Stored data
PR #1652, opened 2021-01-29
Updated index.tsx

japrozs:
Improves the `deno_website2/pages/index.tsx`  file

Minor core changes

### DIFF
--- a/pages/index.tsx
+++ b/pages/index.tsx
@@ -30,7 +30,7 @@ for await (const req of s) {
       </Head>
       <CookieBanner />
       <div className="bg-white">
-        <div className="bg-gray-50 border-b border-gray-200">
+        <div className="bg-gray-50 border border-b border-gray-200">
           <Header />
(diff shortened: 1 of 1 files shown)


pages/index.tsx
```diff
@@ -30,7 +30,7 @@ for await (const req of s) {
       </Head>
       <CookieBanner />
       <div className="bg-white">
-        <div className="bg-gray-50 border-b border-gray-200">
+        <div className="bg-gray-50 border border-b border-gray-200">
```
kt3k, line 33: `border` is `border-width: 1px;`, `border-b` is `border-bottom-width: 1px;`. Specifying both doesn't make sense. (`border-b` is included in `border`)

kt3k:
I don't find enough reason for merging this. Closing without merge.

pages/index.tsx
japrozs: Sometimes tailwind doesn't render borders so its best to specify `border` seperately along with the classes

Issue #1592, opened 2020-11-06
Not found pages haven't response status code 404


eusonlito:
All not existing pages should return a `404` status code on response to allow to search engines and any request to `deno.land` to manage this errors as `404` errors and not as `200` success. For example, obsolete modules:

```
Download https://deno.land/x/postcss@8.1.2/lib/postcss.js
error: Uncaught (in promise) TypeError: An unsupported media type was attempted to be imported as a module.
  Specifier: https://deno.land/deno/postcss-deno-import/deno/mod.js
  MediaType: Unknown
```

`statusCode={404}` was removed on PR Custom 404 page 🦕 https://github.com/denoland/deno_website2/pull/1570

Duelsik:
#1654

Duelsik:
Created PR for that, fingers crossed 😄

crowlKats:
Since we switched to fresh, we provide 404 status with the caveat of https://github.com/denoland/dotland/issues/2258

PR #1654, opened 2021-01-30
Serve 404 page with 404 status code

Duelsik:
Aims to fix https://github.com/denoland/deno_website2/issues/1592

I am not next.js expert... so I advise to check if this is right place and lifecycle(?) to bind to.

### DIFF
--- a/pages/[...rest].tsx
+++ b/pages/[...rest].tsx
@@ -1,6 +1,7 @@
 /* Copyright 2020 the Deno authors. All rights reserved. MIT license. */
 
 import React, { useMemo } from "react";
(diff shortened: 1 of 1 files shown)


lucacasonato (changes requested):
Thanks for the contribution, but this is not something we will add, because it adds a serverless function execution to each page load.

If you programmatically request something from /x or /std, it is already served with a 404 response code.

lucacasonato:
Eg try `curl -i https://deno.land/x/does_not_exist@foo/bar`

Duelsik:
👍

PR #1657, opened 2021-02-02
fix: header has wider content on third party modules site

mooxl:
In the current version of the third party modules page, the navigation in the desktop view already has two-line links, because it is not wide enough. In this PR, the widerContent condition is set to true so that the links are no longer double-spaced.


kt3k (approved):
@mooxl This looks much better! Thanks for the improvement.

For reference:

Before
スクリーンショット 2021-02-04 18 40 58

After
スクリーンショット 2021-02-04 18 41 09

PR #1658, opened 2021-02-04
fix: wider header on benchmark page

mooxl:
Aims the same as the previous pull request (compare #1657), only that the header in the bechmark page is made wider, as this page has the same visual bug.


kt3k (approved):
@mooxl Thanks! LGTM

PR #1674, opened 2021-02-26
feat: Add husky

JheysonDev:


kitsonk:
Thank you, but we don't need precommit hooks and prefer not to have them.

Issue #1520, opened 2020-09-19
Force redirect from /x/std to /std


lucacasonato:

JheysonDev:
This issue has already been solved?

lucacasonato:
No

PR #1675, opened 2021-02-27
fix: Force redirect from /x/std to /std

JheysonDev:
this pull request solves the need for issue #1520 to force the redirect from /x/std to /std

### DIFF
--- a/pages/x/[...rest].tsx
+++ b/pages/x/[...rest].tsx
@@ -1,10 +1,15 @@
 /* Copyright 2020 the Deno authors. All rights reserved. MIT license. */
 
-import React from "react";
-
+import React, { useEffect } from "react";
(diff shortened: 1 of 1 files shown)


lucacasonato:
This should instead be done using redirects in the next config.

JheysonDev:
@lucacasonato I've corrected

JheysonDev:
@lucacasonato I've corrected

JheysonDev:
I have noticed that the current redirects in deno web do not work, because I would like to know if I could do how I send the pull request initially

ry:
@jheysonsaav Thanks for the PR but I'm going to close because this is stale and the CLA isn't signed. Please reopen a new one if you want to get this in still.

PR #1681, opened 2021-03-03
Fix typos in 1.8 post

avindra:
Spotted a few minor typos in the post, suggested fixes.

`deliminated` might be ok...  but it seems unusual. I am used to `delimited`.


lucacasonato (approved):

lucacasonato:
Thanks

PR #1689, opened 2021-03-03
Fix typos

kidonng:
- ~~Fix languages of some code blocks~~
- Add a missing colon
- Fix some typos in the Deno 1.8 blog post

### DIFF
--- a/pages/index.tsx
+++ b/pages/index.tsx
@@ -260,7 +260,7 @@ const InstallSection = () => {
     <div key="powershell" className="my-4 text-gray-700">
       <p className="mb-2">PowerShell (Windows):</p>
       <CodeBlock
-        language="powershell"
+        language="bash"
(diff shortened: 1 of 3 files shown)


pages/index.tsx
```diff
@@ -260,7 +260,7 @@ const InstallSection = () => {
     <div key="powershell" className="my-4 text-gray-700">
       <p className="mb-2">PowerShell (Windows):</p>
       <CodeBlock
-        language="bash"
+        language="powershell"
```
kt3k, line 263: This doesn't look improving the rendering of these code blocks, rather it seems introducing inconsistency of the `$` sign before each line. I'd prefer to keep these as is.

kt3k:
The colon fix and typo fixes look good to me.

pages/index.tsx
kidonng: I didn't notice this, makes sense!

ry (approved):
Thanks

PR #1690, opened 2021-03-03
Handle URL encoded parts of non-html requests

surgeboris:
VSCode's json language server encodes `@` as `%40` when fetching `$schema` for some json file (e.g. [one generated by `denon -i`](https://github.com/denosaurs/denon/blob/890a01ad8fae6ab294c270184c36a7ae4fcbbcc3/src/templates.ts#L15)).

Despite the fact that [browser handles `%40` just fine](https://deno.land/x/denon%402.4.7/schema.json), a fetch request gets status 404:
```
await fetch("https://deno.land/x/denon%402.4.7/schema.json", { "credentials": "omit", "mode": "cors" });
```

This PR attempts to fix that problem.

### DIFF
--- a/worker/src/registry.ts
+++ b/worker/src/registry.ts
@@ -7,7 +7,7 @@ export const S3_BUCKET =
 
 export async function handleRegistryRequest(url: URL): Promise<Response> {
   console.log("registry request", url.pathname);
-  const entry = parsePathname(url.pathname);
+  const entry = parsePathname(decodeURIComponent(url.pathname));
   if (!entry) {
     return new Response("This module entry is invalid: " + url.pathname, {
       status: 400,


lucacasonato:
Thanks, but we are not actually using the Cloudflare Worker at the moment due to an issue with them since yesterday, so we cant land this right now.

surgeboris:
@lucacasonato What are you using then? I can take a look at fixing it.

lucacasonato:
We are currently using a very very very hacking 4AM hot fix running fly.io. It is not public right now, so you won't be able to fix it. Once infra normalizes again I will address this.

surgeboris:
OK, thanks. Looking forward to see this bug fixed.

lucacasonato:
This is now fixed. For reference the code is now available in the `/proxy` directory in this repo.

◆ **Task details**: Your answer must consist of every line above, transcribed verbatim.

◆ **Task output**:
PR #1652, opened 2021-01-29
Updated index.tsx

japrozs:
Improves the `deno_website2/pages/index.tsx`  file

Minor core changes

### DIFF
--- a/pages/index.tsx
+++ b/pages/index.tsx
@@ -30,7 +30,7 @@ for await (const req of s) {
       </Head>
       <CookieBanner />
       <div className="bg-white">
-        <div className="bg-gray-50 border-b border-gray-200">
+        <div className="bg-gray-50 border border-b border-gray-200">
           <Header />
(diff shortened: 1 of 1 files shown)


pages/index.tsx
```diff
@@ -30,7 +30,7 @@ for await (const req of s) {
       </Head>
       <CookieBanner />
       <div className="bg-white">
-        <div className="bg-gray-50 border-b border-gray-200">
+        <div className="bg-gray-50 border border-b border-gray-200">
```
kt3k, line 33: `border` is `border-width: 1px;`, `border-b` is `border-bottom-width: 1px;`. Specifying both doesn't make sense. (`border-b` is included in `border`)

kt3k:
I don't find enough reason for merging this. Closing without merge.

pages/index.tsx
japrozs: Sometimes tailwind doesn't render borders so its best to specify `border` seperately along with the classes

Issue #1592, opened 2020-11-06
Not found pages haven't response status code 404


eusonlito:
All not existing pages should return a `404` status code on response to allow to search engines and any request to `deno.land` to manage this errors as `404` errors and not as `200` success. For example, obsolete modules:

```
Download https://deno.land/x/postcss@8.1.2/lib/postcss.js
error: Uncaught (in promise) TypeError: An unsupported media type was attempted to be imported as a module.
  Specifier: https://deno.land/deno/postcss-deno-import/deno/mod.js
  MediaType: Unknown
```

`statusCode={404}` was removed on PR Custom 404 page 🦕 https://github.com/denoland/deno_website2/pull/1570

Duelsik:
#1654

Duelsik:
Created PR for that, fingers crossed 😄

crowlKats:
Since we switched to fresh, we provide 404 status with the caveat of https://github.com/denoland/dotland/issues/2258

PR #1654, opened 2021-01-30
Serve 404 page with 404 status code

Duelsik:
Aims to fix https://github.com/denoland/deno_website2/issues/1592

I am not next.js expert... so I advise to check if this is right place and lifecycle(?) to bind to.

### DIFF
--- a/pages/[...rest].tsx
+++ b/pages/[...rest].tsx
@@ -1,6 +1,7 @@
 /* Copyright 2020 the Deno authors. All rights reserved. MIT license. */
 
 import React, { useMemo } from "react";
(diff shortened: 1 of 1 files shown)


lucacasonato (changes requested):
Thanks for the contribution, but this is not something we will add, because it adds a serverless function execution to each page load.

If you programmatically request something from /x or /std, it is already served with a 404 response code.

lucacasonato:
Eg try `curl -i https://deno.land/x/does_not_exist@foo/bar`

Duelsik:
👍

PR #1657, opened 2021-02-02
fix: header has wider content on third party modules site

mooxl:
In the current version of the third party modules page, the navigation in the desktop view already has two-line links, because it is not wide enough. In this PR, the widerContent condition is set to true so that the links are no longer double-spaced.


kt3k (approved):
@mooxl This looks much better! Thanks for the improvement.

For reference:

Before
スクリーンショット 2021-02-04 18 40 58

After
スクリーンショット 2021-02-04 18 41 09

PR #1658, opened 2021-02-04
fix: wider header on benchmark page

mooxl:
Aims the same as the previous pull request (compare #1657), only that the header in the bechmark page is made wider, as this page has the same visual bug.


kt3k (approved):
@mooxl Thanks! LGTM

PR #1674, opened 2021-02-26
feat: Add husky

JheysonDev:


kitsonk:
Thank you, but we don't need precommit hooks and prefer not to have them.

Issue #1520, opened 2020-09-19
Force redirect from /x/std to /std


lucacasonato:

JheysonDev:
This issue has already been solved?

lucacasonato:
No

PR #1675, opened 2021-02-27
fix: Force redirect from /x/std to /std

JheysonDev:
this pull request solves the need for issue #1520 to force the redirect from /x/std to /std

### DIFF
--- a/pages/x/[...rest].tsx
+++ b/pages/x/[...rest].tsx
@@ -1,10 +1,15 @@
 /* Copyright 2020 the Deno authors. All rights reserved. MIT license. */
 
-import React from "react";
-
+import React, { useEffect } from "react";
(diff shortened: 1 of 1 files shown)


lucacasonato:
This should instead be done using redirects in the next config.

JheysonDev:
@lucacasonato I've corrected

JheysonDev:
@lucacasonato I've corrected

JheysonDev:
I have noticed that the current redirects in deno web do not work, because I would like to know if I could do how I send the pull request initially

ry:
@jheysonsaav Thanks for the PR but I'm going to close because this is stale and the CLA isn't signed. Please reopen a new one if you want to get this in still.

PR #1681, opened 2021-03-03
Fix typos in 1.8 post

avindra:
Spotted a few minor typos in the post, suggested fixes.

`deliminated` might be ok...  but it seems unusual. I am used to `delimited`.


lucacasonato (approved):

lucacasonato:
Thanks

PR #1689, opened 2021-03-03
Fix typos

kidonng:
- ~~Fix languages of some code blocks~~
- Add a missing colon
- Fix some typos in the Deno 1.8 blog post

### DIFF
--- a/pages/index.tsx
+++ b/pages/index.tsx
@@ -260,7 +260,7 @@ const InstallSection = () => {
     <div key="powershell" className="my-4 text-gray-700">
       <p className="mb-2">PowerShell (Windows):</p>
       <CodeBlock
-        language="powershell"
+        language="bash"
(diff shortened: 1 of 3 files shown)


pages/index.tsx
```diff
@@ -260,7 +260,7 @@ const InstallSection = () => {
     <div key="powershell" className="my-4 text-gray-700">
       <p className="mb-2">PowerShell (Windows):</p>
       <CodeBlock
-        language="bash"
+        language="powershell"
```
kt3k, line 263: This doesn't look improving the rendering of these code blocks, rather it seems introducing inconsistency of the `$` sign before each line. I'd prefer to keep these as is.

kt3k:
The colon fix and typo fixes look good to me.

pages/index.tsx
kidonng: I didn't notice this, makes sense!

ry (approved):
Thanks

PR #1690, opened 2021-03-03
Handle URL encoded parts of non-html requests

surgeboris:
VSCode's json language server encodes `@` as `%40` when fetching `$schema` for some json file (e.g. [one generated by `denon -i`](https://github.com/denosaurs/denon/blob/890a01ad8fae6ab294c270184c36a7ae4fcbbcc3/src/templates.ts#L15)).

Despite the fact that [browser handles `%40` just fine](https://deno.land/x/denon%402.4.7/schema.json), a fetch request gets status 404:
```
await fetch("https://deno.land/x/denon%402.4.7/schema.json", { "credentials": "omit", "mode": "cors" });
```

This PR attempts to fix that problem.

### DIFF
--- a/worker/src/registry.ts
+++ b/worker/src/registry.ts
@@ -7,7 +7,7 @@ export const S3_BUCKET =
 
 export async function handleRegistryRequest(url: URL): Promise<Response> {
   console.log("registry request", url.pathname);
-  const entry = parsePathname(url.pathname);
+  const entry = parsePathname(decodeURIComponent(url.pathname));
   if (!entry) {
     return new Response("This module entry is invalid: " + url.pathname, {
       status: 400,


lucacasonato:
Thanks, but we are not actually using the Cloudflare Worker at the moment due to an issue with them since yesterday, so we cant land this right now.

surgeboris:
@lucacasonato What are you using then? I can take a look at fixing it.

lucacasonato:
We are currently using a very very very hacking 4AM hot fix running fly.io. It is not public right now, so you won't be able to fix it. Once infra normalizes again I will address this.

surgeboris:
OK, thanks. Looking forward to see this bug fixed.

lucacasonato:
This is now fixed. For reference the code is now available in the `/proxy` directory in this repo.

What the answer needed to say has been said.